** SUPPLIED MATERIAL **
▼

PR #660, opened 2019-07-26
[1792] Add provider publish and publishable actions

tvararu:
### Context

These will be called by the frontend to publish the latest provider enrichment.

Adds `#publish` and `#publishable` actions to the provider controller. `#publish` is a no-op.

### Guidance to review

Does not actually implement the publish logic, that will be done as a separate PR; this is just to facilitate the frontend validations work.

### Checklist

- [x] Attach to Trello card
- [x] Rebased master
- [x] Cleaned commit history

### DIFF
--- a/app/models/provider_enrichment.rb
+++ b/app/models/provider_enrichment.rb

▲

** WHAT THIS TASK INVOLVES **
Filter the entries above down to the lines containing the word "actions".

** RESPONSE **
[1792] Add provider publish and publishable actions
Adds `#publish` and `#publishable` actions to the provider controller. `#publish` is a no-op.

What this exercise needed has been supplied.